Invested Indifference

How Violence Persists in Settler Colonial Society

 A divergent perspective on the contemporary disappearance and murder of Indigenous women and girls in Canada. 

In 2004, Amnesty International characterized Canadian society as “indifferent” to the high rates of violence faced by Indigenous women and girls.

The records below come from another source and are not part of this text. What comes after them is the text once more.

PR #584, opened 2021-03-19
Thread SessionID through the handshake.

sayrer:
Takes `session_id` out of `HandshakeDetails`

### DIFF
--- a/rustls/src/client/hs.rs
+++ b/rustls/src/client/hs.rs
@@ -120,7 +120,6 @@ struct InitialState {
     dns_name: webpki::DNSName,
     transcript: HandshakeHash,
     extra_exts: Vec<ClientExtension>,
-    session_id: SessionID,
 }
 
 impl InitialState {
@@ -130,7 +129,6 @@ impl InitialState {
             dns_name,
             transcript: HandshakeHash::new(),
             extra_exts,
-            session_id: SessionID::empty(),
         }
     }
 
@@ -150,6 +148,7 @@ impl InitialState {
                 .set_client_auth_enabled();
         }
 
+        let mut session_id: Option<SessionID> = None;
         self.handshake.resuming_session = find_session(sess, self.dns_name.as_ref());
 
         if let Some(resuming) = &mut self.handshake.resuming_session {
@@ -160,22 +159,23 @@ impl InitialState {
                 if !resuming.ticket.0.is_empty() {
                     resuming.session_id = random_sessionid()?;
                 }
-                self.session_id = resuming.session_id;
+                session_id = Some(resuming.session_id);
             }
             debug!("Resuming session");
         } else {
             debug!("Not resuming any session");
         }
         // https://tools.ietf.org/html/rfc8446#appendix-D.4
-        // https://tools.ietf.org/html/draft-ietf-quic-tls-34#ref-TLS13
-        if self.session_id.is_empty() && !sess.common.is_quic() {
-            self.session_id = random_sessionid()?;
+        // https://tools.ietf.org/html/draft-ietf-quic-tls-34#section-8.4
+        if session_id.is_none() && !sess.common.is_quic() {
+            session_id = Some(random_sessionid()?);
         }
 
         let randoms = SessionRandoms::for_client()?;
         let hello_details = ClientHelloDetails::new();
         let sent_tls13_fake_ccs = false;
         let may_send_sct_list = sess.config.verifier.request_scts();
+
         emit_client_hello_for_retry(
             sess,
             self.handshake,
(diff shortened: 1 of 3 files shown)


rustls/src/client/hs.rs
```diff
@@ -120,6 +120,7 @@ struct InitialState {
     dns_name: webpki::DNSName,
     transcript: HandshakeHash,
     extra_exts: Vec<ClientExtension>,
+    session_id: SessionID,
```
djc, line 123: I feel like this shouldn't exist in InitialState, and we should use Option instead of empty() and is_empty().

rustls/src/client/tls12.rs
```diff
@@ -25,12 +25,14 @@ use crate::client::common::{ClientAuthDetails, ReceivedTicketDetails};
 use crate::client::common::{HandshakeDetails, ServerCertDetails, ServerKXDetails};
 use crate::client::hs;
 
+use crate::internal::msgs::handshake::SessionID;
```
djc, line 28: This should be sorted with the other handshake type imports, and not go through the internal reexport.

djc (commented):
Thanks for moving this forward!

rustls/src/client/tls12.rs
sayrer: Oh, sure. I think Intellij did this automatically. Oops.

rustls/src/client/hs.rs
sayrer: That makes sense, I'll get this in the morning. (it's late in Pacific time)

briansmith: > I feel like this shouldn't exist in InitialState, and we should use Option instead of empty() and is_empty().

I agree that it seems like it shouldn't exist in `InitialState`.

I also agree that eventually we should use `Option<SessionID>` instead, but I don't think it has to be done in this PR.

djc: I suppose we could leave that until we can do the same transformation on the server side.

sayrer: Well, I did this before I saw these comments... lmk if the new diff is ok. It wasn't that hard to thread it through.

rustls/src/client/hs.rs
```diff
@@ -341,12 +346,14 @@ fn emit_client_hello_for_retry(
         .map(ClientExtension::get_type)
         .collect();
 
+    let s_id = session_id.unwrap_or(SessionID::empty());
```
djc, line 349: Hmm, this defeats the purpose IMO. We should either go all the way and replace all uses of `empty()` and `is_empty()` with `None` and `is_none()` (in client) or keep it all as is.

(I would also prefer to avoid unrelated formatting changes.)

rustls/src/client/hs.rs
djc: To remove those methods I guess we'd have to do the server side, too? But I was definitely angling to have the use of those methods decimated from the client side handshake code.

rustls/src/client/hs.rs
sayrer: I don't think it does, since it gets the Option handling correct, up to this point. I'll look over the formatting changes.

rustls/src/client/hs.rs
sayrer: I'll resolve this conversation and move discussion down below, to the current patch.

rustls/src/client/hs.rs
djc: I guess that's true -- "defeats the purpose" is worded too strongly. Would you be up to change it throughout the rest of the client handshake?

sayrer: I think this is the best place to stop for one patch, but I am willing to keep going in another patch today. I'll have to change ClientHelloPayload to keep going, and I think that is best done separately.

djc: Fair enough.

djc: Can we just rename this `s_id` to `session_id` then? Suddenly giving it a different name doesn't seem helpful -- I think shadowing is more idiomatic in cases like this.

sayrer: Sure thing. Done.

djc:
Thanks for sticking with it through all the back and forth!

rustls/src/client/hs.rs
```diff
@@ -625,7 +632,7 @@ impl State for ExpectServerHello {
         server_hello
             .random
             .write_slice(&mut self.randoms.server);
-        self.handshake.session_id = server_hello.session_id;
+        self.session_id = server_hello.session_id;
```
briansmith, line 635: NIT: IMO this would have been better as `let session_id = `; there's no need to modify `self` in this function and the eventual goal is to make all these functions as close to purely functional as possible

djc: Fair enough; we'll pick it up in #596.

PR #589, opened 2021-03-20
Try bumping the Go version for bogo.

sayrer:
I read the changelogs for recent Go versions, and there were plenty of serious issues, so I thought this might be worth a try.


sayrer:
This passed on my machine, but failed with HelloRetryRequest-DuplicateCookie-TLS13 here.

sayrer:
This current revision got all the way to Client-AcceptJDK11DowngradeRandom (the second-to-last test) and then the CI server stopped responding.

sayrer:
I think looking at the tests as they run is causing a stall... the bogo suite should run in about 2 minutes and 20 seconds.

sayrer:
OK, got the typical style of failure to happen, so these variables can be eliminated. 🙃

PR #590, opened 2021-03-20
Print on failure.

sayrer:


sayrer:
Well, this is horrible. Back to #573, but at least it looks like the Go process exits, and rustls gives a uninformative error when this happens.

Issue #586, opened 2021-03-19
Refactor quic submodule into `client::quic` and `server::quic`


briansmith:
When reviewing PR #575 I noticed that lots of the implementation details of `ClientSession`/`ClientSessionImpl`, especially the fields, are `pub(crate)` or equivalent when they ideally wouldn't be. It seems like one of the biggest reasons for this is that the implementations of types in the `quic` module directly access those fields.

It seems to me like we should refactor the `quic` submodule so that there is a `client::quic` submodule for the client-specific parts and a `server::quic` submodule for the server-specific parts. This would allow us to encapsulate more of the client and server state better.

djc:
Makes sense. I started drafting this for the client, but will wait to submit it until after #575 lands, otherwise rebasing it will just cause a lot of pain.

PR #592, opened 2021-03-21
client: move QUIC client code into client module (see #586)

djc:


ctz:
Thanks!

Please, if you can, avoid mentioning PR/issue numbers in commit messages. Github doesn't handle it well with rebase workflows.

djc:
Not sure how it doesn't handle it well? Happy to avoid doing so in the future though.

When the Canadian government took another twelve years to launch a national inquiry, that indictment seemed true.

Invested Indifference offers a divergent perspective on the contemporary disappearance and murder of Indigenous women and girls in Canada. It does so by examining practices at three different historical moments in the same location, the place we now call Edmonton, juxtaposing late-nineteenth-century texts, documents concerning the former Charles Camsell Indian Hospital, and contemporary online police materials. Through a critical analysis of the seemingly disparate discourses circulating through these materials, Kara Granzow makes the claim that what we see as societal indifference does not come from an absence of feeling but from a deep-rooted and affective investment in framing specific lives as disposable. Granzow demonstrates that through mechanisms such as the law, medicine, and control of land and space, gendered and racialized everyday violence against Indigenous people has become symbolically and politically entrenched as a central practice in the social construction of Canadian nationhood. Invested Indifference exposes the thread of violence not as past, but as running through our settler-colonial present.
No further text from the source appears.